Toward the detection of moving separation in unsteady flows

TL;DR

This paper introduces a Lagrangian-based method to detect and track moving separation points in unsteady flows where separation occurs away from the wall, addressing a less-studied but common flow phenomenon.

Contribution

It proposes a novel approach to identify moving separation points using Lagrangian saddle points and coherent structures in unsteady flows, extending analysis beyond wall-attached separation.

Findings

Separation points can be tracked via Lagrangian saddle points.

Saddle points retain hyperbolicity even when ejected from the wall.

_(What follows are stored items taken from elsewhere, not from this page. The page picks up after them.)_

PR #54285, opened 2026-08-25
[Cleanup] Complete the NoC address seam: no composing or splitting outside the backend

vvukomanovicTT:
### PR Category
Cleanup

### Summary
Stacked on #54199. That PR routed the shared address-construction helpers through the arch-selected `noc_address_backend`; a full-tree audit found two remaining patterns that bypass the seam, both of which would silently misbehave once a non-XY backend (Quasar ATT) is selected:

**Compose-from-(x,y):** `cross_node_dfb.h` and `remote_circular_buffer.h` built addresses by hand with `NOC_XY_ENCODING` + `get_noc_addr_helper`. Now routed through `noc_address_backend::worker_address`. The hoisted receiver loop in `remote_circular_buffer.h` keeps its shape by building a base address once and adding offsets — offset arithmetic stays within the local-address bits on every backend.

**Split-to-reissue:** five kernels decomposed a finished 64-bit NoC address back into `{noc_x, noc_y, addr}` with `NOC_UNICAST_ADDR_X/Y`/`NOC_LOCAL_ADDR_OFFSET` — only because `UnicastEndpoint`'s args take coordinates. Under ATT those bits are a window + selector, not coordinates, so the decompose produces garbage. This PR adds `PrecomposedUnicastEndpoint`, whose args carry the full address opaquely, and migrates the five call sites: `data_movement/common/kernels/common.hpp`, `scatter/.../common.hpp`, `tilize_with_val_padding` reader, and the two `experimental/quasar/tilize*` readers (which already run on Quasar).

### Notes for reviewers
- Unlike #54199 this PR is **not** byte-identical by design — removing the pack/unpack round-trips changes (improves) the code. Equivalence is proven differently:
  - Compile-time proofs on the XY backend (checked on WH, BH, and Quasar): `worker_address(x,y,addr) == (NOC_XY_ENCODING(x,y) << NOC_ADDR_COORD_SHIFT) | addr`; split+rejoin == identity (so passing the address opaquely equals the old decompose/recompose); `base + offset == compose-with-offset`.
  - An object-code sweep of 900+ kernel builds against the parent branch: every build byte-identical except the two `cross_node_dfb` test kernels, whose diff is exactly the removed pack/unpack instructions.
- The modified tilize readers were additionally compile-verified standalone with the device compiler (the `tilize/...metal2` variant only via its sibling — it needs host-generated named-arg bindings to compile standalone, a pre-existing limitation).
- With this PR, the only remaining direct XY composition/decomposition sites in device code are: the dispatch kernels (tracked for the dispatch-conversion PR), watcher/`sanitize.h` and fabric (to be compile-rejected under ATT), and the per-arch V1/V2 transport layers (arch-specific by definition).

### CI Status

- [](https://github.com/tenstorrent/tt-metal/actions/workflows/sanity-tests.yaml?query=branch:vvukomanovic/att-pr1p5-seam-coverage)
- [](https://github.com/tenstorrent/tt-metal/actions/workflows/runtime-sanity-tests.yaml?query=branch:vvukomanovic/att-pr1p5-seam-coverage)
- [](https://github.com/tenstorrent/tt-metal/actions/workflows/tt-metal-l2-nightly.yaml?query=branch:vvukomanovic/att-pr1p5-seam-coverage)
- [](https://github.com/tenstorrent/tt-metal/actions/workflows/all-model-tests.yaml?query=branch:vvukomanovic/att-pr1p5-seam-coverage)
- [](https://github.com/tenstorrent/tt-metal/actions/workflows/pipeline-select.yaml?query=branch:vvukomanovic/att-pr1p5-seam-coverage)
- [](https://github.com/tenstorrent/tt-metal/actions/workflows/pipeline-select-t3k.yaml?query=branch:vvukomanovic/att-pr1p5-seam-coverage)
- [](https://github.com/tenstorrent/tt-metal/actions/workflows/pipeline-select-galaxy.yaml?query=branch:vvukomanovic/att-pr1p5-seam-coverage)

### DIFF
--- a/tt_metal/hw/inc/api/dataflow/cross_node_dfb.h
+++ b/tt_metal/hw/inc/api/dataflow/cross_node_dfb.h
@@ -17,6 +17,7 @@
 
 #if defined(KERNEL_BUILD) && !defined(COMPILE_FOR_TRISC)
 #include "api/dataflow/noc.h"
+#include "noc_address_backend.h"
 #include "api/dataflow/dataflow_api.h"
 #include "api/dataflow/dataflow_buffer.h"
 #include "api/dataflow/endpoints.h"
@@ -350,9 +351,9 @@ public:
         const uint8_t noc_id = noc.get_noc_id();
         const uint32_t noc_x = xy_base[2 * receiver_idx];
         const uint32_t noc_y = xy_base[2 * receiver_idx + 1];
-        const uint32_t noc_xy = uint32_t(NOC_XY_ENCODING(DYNAMIC_NOC_X(noc_id, noc_x), DYNAMIC_NOC_Y(noc_id, noc_y)));
         *local_sent += num_units;
-        const uint64_t remote_addr = get_noc_addr_helper(noc_xy, (uint32_t)local_sent);
+        const uint64_t remote_addr =
+            noc_address_backend::worker_address(noc_x, noc_y, (uint32_t)(uintptr_t)local_sent, noc_id);
         noc_semaphore_inc<true>(remote_addr, num_units, noc_id);
     }
 
--- a/tt_metal/hw/inc/api/dataflow/endpoints.h
+++ b/tt_metal/hw/inc/api/dataflow/endpoints.h
@@ -17,6 +17,34 @@ struct UnicastEndpoint {
 };
 
 /**
+ * @brief Endpoint for a fully composed unicast NoC address (e.g. a TensorAccessor or
+ * get_noc_addr result, optionally offset within the target). The address is treated as
+ * opaque - it is never decomposed into coordinates - so callers stay independent of the
+ * active NoC address backend.
+ */
+struct PrecomposedUnicastEndpoint {};
+
+template <>
+struct noc_traits_t<PrecomposedUnicastEndpoint> {
+    struct src_args_type {
+        uint64_t noc_addr{};
+    };
+    struct dst_args_type {
+        uint64_t noc_addr{};
+    };
+    template <Noc::AddressType address_type>
+    static auto src_addr(const PrecomposedUnicastEndpoint&, const Noc&, const src_args_type& args) {
+        static_assert(address_type == Noc::AddressType::NOC);
+        return args.noc_addr;
+    }
+    template <Noc::AddressType address_type>
+    static auto dst_addr(const PrecomposedUnicastEndpoint&, const Noc&, const dst_args_type& args) {
+        static_assert(address_type == Noc::AddressType::NOC);
+        return args.noc_addr;
+    }
+};
+
+/**
  * @brief Wrapper around calculating multicast noc address given 2D multicast rectangle and address. This
  * allows direct address to be supplied to NoC apis
  */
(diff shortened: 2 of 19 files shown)


bbradelTT (approved):

tt_metal/hw/inc/api/dataflow/endpoints.h
```diff
@@ -16,6 +16,34 @@ struct UnicastEndpoint {
     }
 };
 
+/**
+ * @brief Endpoint for a fully composed unicast NoC address (e.g. a TensorAccessor or
+ * get_noc_addr result, optionally offset within the target). The address is treated as
+ * opaque - it is never decomposed into coordinates - so callers stay independent of the
+ * active NoC address backend.
+ */
+struct PrecomposedUnicastEndpoint {};
```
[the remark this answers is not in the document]
vvukomanovicTT: the trait itself only forwards a value the type system already guarantees is 64-bit, so a sentinel unit test would mostly re-test the compiler. the behavioral coverage lives device-side (dmloopback and the tilize suites run this path on every misaligned transfer) and the att stack adds host goldens that assert full 64-bit operands bit-exactly. leaving it as is.

tt_metal/hw/inc/api/dataflow/cross_node_dfb.h
```diff
@@ -17,6 +17,7 @@
 
 #if defined(KERNEL_BUILD) && !defined(COMPILE_FOR_TRISC)
 #include "api/dataflow/noc.h"
+#include "noc_address_backend.h"
```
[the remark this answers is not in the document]
vvukomanovicTT: good catch on the quasar kernels - converted all eleven to noc_address_backend::extract_local_address. sharding_addrgen is already on the exemption list and the enablement pr turns it into a compile error under att. tensor_prefetcher is set_state-heavy runtime infra like the cq kernels, so it converts together with the dispatch/v3 migration - added it to the tracked exemptions rather than half-converting it here.

ttnn/cpp/ttnn/operations/experimental/quasar/tilize/device/kernels/dataflow/reader_unary_pad_multicore_both_dims_metal2.cpp
```diff
@@ -158,12 +158,10 @@ void kernel_main() {
                         const auto stage_lock = cb_in1.scoped_write_lock(1);
                         CoreLocalMem<uint32_t> temp_dst(temp_addr);
                         noc.async_read(
-                            UnicastEndpoint{},
+                            PrecomposedUnicastEndpoint{},
```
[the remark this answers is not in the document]
vvukomanovicTT: updated, the comment now describes the opaque forwarding.

tt_metal/hw/inc/api/dataflow/endpoints.h
```diff
@@ -16,6 +16,34 @@ struct UnicastEndpoint {
...
+
+template <>
+struct noc_traits_t<PrecomposedUnicastEndpoint> {
```
abhullar-tt, line 28: is there a way we could combine this with UnicastEndpoint? it seems like we won't have the x,y way of looking things up soon

vvukomanovicTT: I am not sure how to combine it other than delete it once we get rid of xy ?

abhullar-tt: I think end goal I would like `PrecomposedUnicastEndpoint` to just be named `UnicastEndpoint` but once the current version is deleted I think we could rename this?

abhullar-tt (approved):

tt_metal/hw/inc/api/dataflow/endpoints.h
vvukomanovicTT: I agree.

kstevensTT (approved):

llongTT (approved):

Method successfully applied to flow around a translating cylinder and jet impingement.

Abstract

In many engineering systems operating with a working fluid, the best efficiency is reached close to a condition of flow separation, which makes its prediction very crucial in industry. Providing that wall-based quantities can be measured, we know today how to obtain good predictions for two and three-dimensional steady and periodic flows. In these flows, the separation is defined on a fixed line attached to a material surface. The last case to elucidate is the one where this line is no longer attached to the wall but on the contrary is contained within the flow. This moving separation is probably, however, the most common case of separation in natural flows and industrial applications. Since this case has received less attention during the past few years, we propose in this study to examine some properties of moving separation in two-dimensional, unsteady flows where the separation does not leave a signature on the wall. Since in this framework separation can be extracted by using a Lagrangian frame where the separation profile can be viewed as a hyperbolic unstable manifold, we propose a method to extract the separation point defined by the Lagrangian saddle point that belongs to this unstable manifold. In practice, the separation point and profile are initially extracted by detecting the most attracting Lagrangian coherent structure near the wall, and can then be advected in time for following instants. It is found that saddle points, which initially act as separation points in the viscous wall flow region, remarkably preserve their hyperbolicity even if they are ejected from the wall toward the inviscid region. Two test cases are studied, the creeping flow of a rotating and translating cylinder close to a wall, and the unsteady separation in the boundary layer generated by a planar jet impinging onto a plane wall.